Or maybe pros and cons.
Incentives - The Database of State Incentives for Renewables & Efficiency has federal, state, local, and even utility based incentives. Until 2016 the best incentive is probably going to be keeping 30% of your cost in the form of Personal Tax Credit - which is not capped, and can be carried forward to future years.
ROI - Whenever you purchase a hybrid, or undertake a solar project - one of the first questions you get is - "How long to recoup your investment?". But if you buy a Lexus with lamb skin leather, or put a pool in with a fountain at the end you do not get the same questions. However, there is a ROI on a solar project, I would not base a decision to attempt it based on that alone though as it is still many years in length, even with incentives and rebates.
Thermal - The water heater has the best ROI, prices vary - but an example DIY system for 3-5 people can be as low as $1800, lets say $2500 for the extra parts, and hiring a plumber to do the hard parts. You will be out $1750 after federal tax credit, $1250 if you live in an area with a utility $500 rebate (not uncommon). Most web sites determine a savings of $250 a year with solar over an electric water heater. If we know a normal electric water heater has 2 - 4.5 kW elements (an upper and lower), and we say solar will give us 1 hour a day where the electric heater does not kick in:
4.5kWh X 2 elements X 365 days X .10 cents (average rate) = $328.50 / year savings. $1250 / $328.50 = ROI of 3.8 years.
BUT, 4 years after you buy a 50" flat screen the best you can hope for is that you do not see it on clearance (if they even still make it) for a fraction of what you paid. 4 years after the solar water heater purchase - and now you are getting FREE hot water fo hopefully another decade or longer.

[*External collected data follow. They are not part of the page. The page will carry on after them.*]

PR #2628, opened 2018-03-28
Import inventories from csv

mbayopanda:
This PR is about to : 
- Add a feature in the inventory module for import inventories from CSV file
- Add a feature in the inventory module for download a template file for inventories import
- Add an integration test for the `/inventory/import` API


client/src/js/services/util.js
```diff
@@ -73,19 +85,19 @@ function UtilService(moment) {
   // utility function
   service.clean = function clean(o) {
     // clean off the $$hashKey and other angular bits and delete undefined
-    var cleaned = {};
+    const cleaned = {};
 
-    for (var k in o) {
+    Object.keys(o).forEach(k => {
```
jniles, line 90: Alternatively, we could have used `angular.forEach()`.

client/src/js/services/util.js
```diff
@@ -100,12 +112,11 @@ function UtilService(moment) {
...
   service.once = function once(fn, context) {
-    var result;
-
-    return function () {
+    let result;
 
+    return function out() {
       if (!fn) {
-        return;
+        return null;
```
jniles, line 119: 👍

client/src/js/services/util.js
```diff
@@ -264,7 +275,7 @@ function UtilService(moment) {
   service.debounce = debounce;
 
   service.arrayIncludes = function arrayIncludes(array, values) {
-    return values.some(function (value) {
+    return values.some((value) => {
       return array.indexOf(value) !== -1;
```
jniles, line 279: Just a note -  we can use [array.includes(value)](https://developer.mozilla.org/en-US/docs/Web/JavaScript/Reference/Global_Objects/Array/includes) as a substitute for `array.indexOf(value) !== -1`.  It makes things slightly more readable.

client/src/modules/inventory/list/list.html
```diff
@@ -44,6 +44,14 @@
                 <span class="fa fa-file-excel-o"></span> <span translate>DOWNLOADS.CSV</span>
               </a>
             </li>
+
+            <!-- data import section -->
+            <li role="separator" class="divider"></li>
+            <li role="menuitem">
+              <a ng-click="InventoryCtrl.openImportInventoriesModal()" class="text-success" href>
+                <span class="fa fa-cloud-upload"></span> <span translate>INVENTORY.IMPORT_INVENTORIES</span>
```
jniles, line 52: 👍

client/src/modules/inventory/list/list.js
```diff
@@ -128,14 +126,14 @@ function InventoryListController(
...
-    onRegisterApi : onRegisterApi,
+    columnDefs,
+    onRegisterApi,
   };
 
   // configurations
-  gridColumns = new Columns(vm.gridOptions, cacheKey);
-  exportation = new GridExport(vm.gridOptions, 'visible', 'visible');
-  state = new GridState(vm.gridOptions, cacheKey);
+  const gridColumns = new Columns(vm.gridOptions, cacheKey);
```
jniles, line 134: 👍

client/src/modules/inventory/list/list.js
```diff
@@ -236,20 +234,31 @@ function InventoryListController(
...
   function exportCsv() {
     exportation.run();
   }
+
+  /**
+   * start the import of inventories from a csv file
+  */
+  function openImportInventoriesModal() {
+    Inventory.openImportInventoriesModal()
+      .then(() => {
```
jniles, line 259: Is this block supposed to be empty...?

server/controllers/inventory/import/index.js
```diff
@@ -0,0 +1,93 @@
...
+/**
+ * formatCsvToJson
+ * @param {object} file the csv file sent by the client
+ */
+function formatCsvToJson(file) {
+  const filePath = path.resolve(file.path);
+  const defer = Q.defer();
+  const rows = [];
+
+  csvtojson()
```
jniles, line 99: Note - you could also use [stream to promise](https://www.npmjs.com/package/stream-to-promise) as a wrapper here.  We use it already in [lib/renderers/pdf.js](https://github.com/IMA-WorldHealth/bhima-2.X/blob/master/server/lib/renderers/pdf.js#L91).

I believe it would look like this:
```js
const csvStream = csvtojson().fromFile(filePath).on('json', data => rows.push(data));

return streamToPromise(csvStream)
  .then(() => rows);
```

jniles: It also looks like [csvtojson emits a 'data' event](https://www.npmjs.com/package/csvtojson#data).  This means you might be able to clean the above code up a bit by setting [objectMode](https://nodejs.org/api/stream.html#stream_new_stream_readable_options) on the readable stream.

Like this:
```js
// up at the top, we can set the stream options
// see: https://www.npmjs.com/package/csvtojson#parameters for more information
const csvtojson = require('csvtojson');

// objectMode will make the 'data' event emit JSON objects, I think.
// See: https://nodejs.org/api/stream.html#stream_new_stream_readable_options
// and: https://www.npmjs.com/package/csvtojson#data
const converter = csvtojson(null, { objectMode: true });

// now I think we can just wrap the stream in stream-to-pdf
return streamtopdf(converter().fromFile(filepath));
```

This might not work .. you might still need to push JSON objects onto an array manually.  It depends on how streamtopdf treats each 'data' event.  But it might be worth a shot!

server/lib/db/index.js
```diff
@@ -32,6 +32,7 @@ class DatabaseConnector {
       user     : process.env.DB_USER,
       password : process.env.DB_PASS,
       database : process.env.DB_NAME,
+      charset  : 'utf8_unicode_ci',
```
jniles, line 35: 👍

... we should probably do this ima-data as well!

server/models/procedures/inventory.sql
```diff
@@ -0,0 +1,81 @@
...
+  DECLARE inventoryUnitId SMALLINT(5);
+
+  CALL SetupDebugLog();
+
+  SET existInventoryGroup = (SELECT IF((SELECT COUNT(`name`) AS total FROM `inventory_group` WHERE `name` = inventoryGroupName COLLATE utf8_unicode_ci) > 0, 1, 0));
+  SET existInventory = (SELECT IF((SELECT COUNT(`text`) AS total FROM `inventory` WHERE `code` = inventoryCode COLLATE utf8_unicode_ci OR `text` = inventoryText COLLATE utf8_unicode_ci) > 0, 1, 0));
+  SET existInventoryType = (SELECT IF((SELECT COUNT(*) AS total FROM `inventory_type` WHERE `text` = inventoryType COLLATE utf8_unicode_ci) > 0, 1, 0));
+  SET existInventoryUnit = (SELECT IF((SELECT COUNT(*) AS total FROM `inventory_unit` WHERE `text` = inventoryUnit COLLATE utf8_unicode_ci) > 0, 1, 0));
+
+  CALL DebugLog(CONCAT('Exist Inventory Group : ', existInventoryGroup));
```
jniles: You should remove all these `DebugLog` statements.  They are similar to `console.log()`, and I don't think we build `debug.sql` in production.

server/resources/templates/import-inventory-template.csv
```diff
@@ -0,0 +1 @@
+inventory_group_name, inventory_code, inventory_text, inventory_type, inventory_unit, inventory_unit_price
```
jniles, line 1: Oh, this is cool 👍

sh/build-database.sh
```diff
@@ -31,6 +31,7 @@ mysql -u $DB_USER -p$DB_PASS $DB_NAME < server/models/functions.sql &> /dev/null
 echo "[build] procedures"
 mysql -u $DB_USER -p$DB_PASS $DB_NAME < server/models/procedures.sql &> /dev/null
 mysql -u $DB_USER -p$DB_PASS $DB_NAME < server/models/admin.sql &> /dev/null
+mysql -u $DB_USER -p$DB_PASS $DB_NAME < server/models/debug.sql &> /dev/null
```
jniles, line 34: This is for debugging only.  Let's leave it out of the build process for now.

test/client-unit/services/util.spec.js
```diff
@@ -24,12 +22,12 @@ describe('util', function () {
 
     // the result of the function shouldn't change
     expect(fn(1)).to.be.equal(2);
-    expect(fn(10)).to.be.undefined;
-    expect(fn('some string')).to.be.undefined;
+    expect(fn(10)).to.be.equal(null);
```
jniles, line 25: 👍

test/fixtures/inventory-to-import.csv
```diff
@@ -0,0 +1,3 @@
+inventory_group_name, inventory_code, inventory_text, inventory_type, inventory_unit, inventory_unit_price
```
jniles, line 1: Beautiful 👍

test/integration/inventory/group.js
```diff
@@ -0,0 +1,66 @@
+/* global expect, agent */
+
+const helpers = require('../helpers');
```
jniles, line 3: Splitting this file up was a great improvement!  Well done!

test/integration/inventory/import.js
```diff
@@ -0,0 +1,61 @@
...
+  /**
+   * test the /inventory/import API for importing
+   * inventories from a csv file and comparing totals before and after the import
+   */
+  it('POST /inventory/import/ upload the filled template file as new import for inventories', () => {
+
+    // get the number of inventory before the import
+    return agent.get('/inventory/metadata')
+      .then(res => {
+        totalInventoriesBeforeImport = res.body.length;
```
jniles, line 39: 👍

test/integration/inventory/import.js
```diff
@@ -0,0 +1,61 @@
...
+
+        // import inventories from a csv file
+        return agent.post('/inventory/import')
+          /**
+           * to attach file into req.files please use fs.createReadStream
+           * fs.readFileSync doesn't work because it insert the file into req.body.file
```
jniles, line 45: So much pain in the comment. 💃

jniles (commented):
Code looks pretty good to me.

I made a lot of comments about the CSV stream - none of those are required, I just find streams interesting and curious if it could be more clean/compact.

You should remove all the debug code from the SQL though.  You are doing unnecessary MySQL writes, as well as triggering `COMMIT`s to the transaction.  That means if a CSV file fails half-way through, it will likely leave behind inventory groups and items.

One more thing: could you add an integration test for an error case?  Something like a CSV file with one correct line and one incorrect line?

I'm pulling this and testing it manually.

mbayopanda:
Thank you @jniles for your review 👍

mbayopanda:
@jniles could you review this PR again.

jniles (approved):
LGTM!

bors r+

Isreal requires EVERY home to have a solar water heater, while in the Navy I went to Greece - virtually every roof had 1 or more. Can you imagine the energy savings of 100 million US housholds turing on solar water heaters?
Electric - The ROI on a solar array is still daunting. The incentives have fluxuated, but the cost has steadily declined. Consider that a program for Florida that ended June 2010 (but ran out of money around July of 2007!!) paid $4 / watt. Around the same time FPL briefly offered $1 / watt. If you scored both incentives today you would get an array AND a sizable check. But with no other incentives you will at least have a 30% tax credit, uncapped, until 2016. Thats not a bail out, or a hand out - just allowing you to keep YOUR tax money.
Here are some things I have noticed though so far (only been up 1 week)
Size vs Output - When I was looking at systems, the average sunlight per day is usually given as 5 hours. So I was calculating WATTS x # panels x .95 power factor (or efficiency of the inverter). So my system: 230W panels x 14 x .95 = 3059 watts x 5 hours = 15.3 kWh per day average.
Apart from the fact that the last full week of blaring sun was during the install - I have yet to see any panel producing more than 86% of the rating. I did find a site that shows (Panels x 95%)x(wiring and tracking loss x 91%)x(inverter x 90%) = 78% of panel rating - so I suppose 86% is really not bad.
On the upside is that the panels start producing as soon as the sun peaks above the horizon. Not much - maybe 200-300w for the entire array, but at 8:30 before the AC kicks on the meter was going backwards. Another benefit of micro-inverters - I believe a single inverter system requires that a "zone" of the array reaches a certain level before power is produced. Micro-invertors - Enphase is what I use - track the power of the panel it is connected to - and starts producing at nearly 0 watts.
Also, and this is why Germany and Italy just about out pace us in solar installations - it does not need to be sunny to produce power. I was bummed today because it was coudy all day - but still produced over 11kWh.